List each line of the data that holds the string "with".

*** Opening Supplied entries ***

PR #320, opened 2019-09-13
pm: Change unlock period to be round based

yondonfu:
This PR updates the unlock period to be round based which makes the unlock period consistent with other time based variables in the rest of the contracts. Furthermore, the addition of a `withdrawRound` for the sender allows us to prevent reserve claims after the sender's unlock period is over which avoids an edge case with a reserve's `claimedForRound` and `claimedByAddress` mappings not being cleared upon withdrawal round N and being non-zero after a funding operation in that same round.


yondonfu:
Rebased with #319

*** Closing Supplied entries ***

#### Answer box
This PR updates the unlock period to be round based which makes the unlock period consistent with other time based variables in the rest of the contracts. Furthermore, the addition of a `withdrawRound` for the sender allows us to prevent reserve claims after the sender's unlock period is over which avoids an edge case with a reserve's `claimedForRound` and `claimedByAddress` mappings not being cleared upon withdrawal round N and being non-zero after a funding operation in that same round.
Rebased with #319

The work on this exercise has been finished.